# DEX COOL + purple ice?



## GTOgasm (Oct 8, 2009)

To start off, first post, and I'm glad to finally be a registered member! :seeya: I've had a lot of help and valuable insight from reading up on information found here before even becoming a member so I'm glad I can now contribute.

Anyways, I've been really frustrated with the goat, last week, 2 days after I bought it, someone backed into the quarter panel. Still trying to get that resolved...

Anyway, focus on the topic...
Before the accident, I just got the idea, "Why not add some purple ice?" I've had some fairly good results with previous vehicles cooling systems and this product so I went and picked one up and poured it in. It was only a while later I read that the LS2 was sporting Dexcool, something or other. I went and checked and sure enough, it's red. I've read that messing with the cooling system can cause poor performance/premature corrosion etc.etc.etc.

The Question is:
Do I need to find some way to undo what I've done or am I fretting over nothing? :confused

Thanks for your help.



edit: Also, a couple things I just remembered, I checked my oil level and it's fine, just changed it last week, but I'm hearing a lot of chatter from under the valve covers... is this normal? I haven't really owned it long enough to have noticed anything different. Engine shakes? I've heard that because of something with the motor mounts, they wobble a bit, but I don't know for sure.


----------



## jpalamar (Jul 22, 2008)

Our engine is loud. It is probally normal. Our car is designed for Dexcool, but I don't thinking adding the ice stuff will really hurt it.


----------



## GTOgasm (Oct 8, 2009)

*oil*

the reason I was worried about the engine noise is because even after the oil change, I've seen the "check oil" message on the DIC. I've reset the service system both ways (pedal and holding down the up/down buttons) but every now and then it will throw it up. No CEL, and it's only when I give it a lot of gas. 

I'm gonna let it warm up for a while, take it for a spin, and see if I can get any more info.


thx jpalamar


----------



## jpalamar (Jul 22, 2008)

GTOgasm said:


> the reason I was worried about the engine noise is because even after the oil change, I've seen the "check oil" message on the DIC. I've reset the service system both ways (pedal and holding down the up/down buttons) but every now and then it will throw it up. No CEL, and it's only when I give it a lot of gas.
> 
> I'm gonna let it warm up for a while, take it for a spin, and see if I can get any more info.
> 
> ...


My service engine oil light is dumb. It turns on even when I do fresh changes and reset it sometimes. It always gets me paranoid for a second though. But lateast I check my oil. LS motors can burn oil too. Its happened to many people before also so always keep in eye out.


----------



## GTO JUDGE (May 14, 2005)

According to the product description it says it's compatible with DEX-COOL. It states what it does. At factory an additive is added to the radiator to do the similar thing the Royal Purple does. IMO for a new motor its a waste of money especially since an additive was already installed, unless of course the radiator was flushed and you feel you need to add this. 

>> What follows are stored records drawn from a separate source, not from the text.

PR #304, opened 2020-07-24
Update commonmark deps to latest version

maralorn:


srid:
@maralorn Can you increment the version (0.6.0.1) and update CHANGELOG?

neuron/neuron.cabal
```diff
@@ -48,8 +48,8 @@ common library-common
     filepattern,
     megaparsec,
     commonmark ^>= 0.1.0.0,
```
srid, line 50: Shouldn't `commonmark` have a version constraint similar to `commonmark-extensions` and `commonmark-pandoc`?

maralorn: Apparently jgm is not keeping the version numbers in sync.

PR #317, opened 2020-08-02
Open locally generated route

amir:
Addressing #86

### DIFF
--- a/neuron/src/app/Neuron/CLI/Open.hs
+++ b/neuron/src/app/Neuron/CLI/Open.hs
@@ -19,7 +19,7 @@ import System.Posix.Process
 
 openLocallyGeneratedFile :: OpenCommand -> Action ()
 openLocallyGeneratedFile OpenCommand {..} = do
-  let htmlFile = withSome route $ \r -> T.unpack $ routeUrlRel r
+  let htmlFile = T.unpack $ routeUrlRel `foldSome` route
   indexHtmlPath <- fmap (</> htmlFile) ribOutputDir
   let opener = if os == "darwin" then "open" else "xdg-open"
   liftIO $ executeFile opener True [indexHtmlPath] Nothing
--- a/neuron/src/app/Neuron/CLI/Open.hs
+++ b/neuron/src/app/Neuron/CLI/Open.hs
@@ -1,0 +1,23 @@
+{-# LANGUAGE NoImplicitPrelude #-}
+{-# LANGUAGE RecordWildCards   #-}
+
+module Neuron.CLI.Open
+  ( openLocallyGeneratedFile,
+  )
+where
+
+import qualified Data.Text as T
+import Development.Shake (Action)
+import Neuron.CLI.Types (OpenCommand (..))
+import Relude
+import Rib.Shake (ribOutputDir)
+import System.FilePath
+import System.Info (os)
+import System.Posix.Process
+
+openLocallyGeneratedFile :: OpenCommand -> Action ()
+openLocallyGeneratedFile OpenCommand {..} = do
+  let htmlId = maybe "index" T.unpack zettelId
+  indexHtmlPath <- fmap (</> (htmlId ++ ".html")) ribOutputDir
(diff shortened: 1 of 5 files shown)


srid:
@amir Could you update the ChangeLog?

neuron/src/app/Neuron/CLI/Open.hs
```diff
@@ -0,0 +1,23 @@
...
+import Neuron.CLI.Types (OpenCommand (..))
+import Relude
+import Rib.Shake (ribOutputDir)
+import System.FilePath
+import System.Info (os)
+import System.Posix.Process
+
+openLocallyGeneratedFile :: OpenCommand -> Action ()
+openLocallyGeneratedFile OpenCommand {..} = do
+  let htmlId = maybe "index" T.unpack zettelId
```
srid, line 20: This seems to break `neuron open`. It should open `z-index.html`. But this PR makes it open `index.html` (which may not even exist).

Also you should construct a route, and then use `routeUrl`.

Do something like this:

```haskell
htmlFile = Rib.routeUrl $ maybe Route_ZIndex Route_Zettel zettelId
```

neuron/src/app/Neuron/CLI/Types.hs
```diff
@@ -60,11 +61,16 @@ data SearchBy
   | SearchByContent
   deriving (Eq, Show)
 
+data OpenCommand = OpenCommand
+  { zettelId :: Maybe Text
```
srid, line 65: This should be `Maybe ZettelID`.

srid: Or even just `Route`. Which would allow you to open other pages, like the search page.

srid: We might have to change the CLI spec:

```
# opens zindex
neuron open
# opens a particular zettel
neuron open --id foobar
# opens the search page
neuron open --search
```

neuron/src/app/Neuron/CLI/Open.hs
amir: Opening `index.html` in case of no arguments is to preserve backward compatibility as this is what's happening right now: https://github.com/srid/neuron/blob/2d7c43510021d3cdeda8aed3468ba17a368b5140/neuron/src/app/Neuron/CLI.hs#L65 it's not opening `z-index.html`.

srid: Ah, I see. That's buggy code in `master`. If index.md doesn't exist (not all zettelkastens have them), `neuron open` will break. We should just make it open the z-index (which always exists) by default. Users can do `neuron open --id index` to open the index zettel explicitly.

srid: Alternatively, we could make it open index.html *if* the index zettel exists (open zindex otherwise). In which case, we will have to add a `--zindex` option to the CLI spec below, as a way to explicitly open the z-index even if index.md exists.

srid: You can get the index zettel like this: https://github.com/srid/neuron/blob/cf1dfa8b28ad6e9d011d46015bfd80f1fb6c2552/neuron/src/app/Neuron/Web/View.hs#L103

neuron/src/app/Neuron/CLI/Open.hs
```diff
@@ -0,0 +1,25 @@
...
+import Relude
+import Rib.Route (routeUrlRel)
+import Rib.Shake (ribOutputDir)
+import System.FilePath
+import System.Info (os)
+import System.Posix.Process
+
+openLocallyGeneratedFile :: OpenCommand -> Action ()
+openLocallyGeneratedFile OpenCommand {..} = do
+  let htmlFile = withSome route $ \r -> T.unpack $ routeUrlRel r
```
srid, line 22:
```haskell
let htmlFile = T.unpack . routeUrlRel `foldSome` route
```

srid:
Merged in #325

Issue #275, opened 2020-07-06
Neuron search, Org format not recognized


Whil-:
Hi again =)

Trying out the Neuron CLI. And it seems `neuron search` won't recognize files in Org format.

Zettelkasten folder content:
```
gustav@Kontor:~/zettelkasten$ ls -l
total 0
-rw-rw-rw- 1 gustav gustav  96 Jul  6 21:17 06ae322c.md
-rw-rw-rw- 1 gustav gustav  92 Jul  6 21:55 8a15ec9a.org
-rw-rw-rw- 1 gustav gustav  70 Jul  6 21:17 a29e0fde.md
-rw-rw-rw- 1 gustav gustav 145 Jul  6 21:45 neuron.dhall
```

The manual doesn't address an additive such as this or Water Wetter it only addresses the use of a coolant other than DEX-COOL. I wouldn't worry about the addition of the Purple Ice.

As far as resetting the oil change service light, its 3 pumps NOT 2 as indicated in the manual. If the light still lights I'd take it to the dealer and they can reset it with their scanner and IF there is something else going on it will give a fault code and you'll know for sure. Personally I wouldn't dismiss an engine alert light. Better safe than sorry.


----------



## GTOgasm (Oct 8, 2009)

Ok, well, it was only like $15, no biggie.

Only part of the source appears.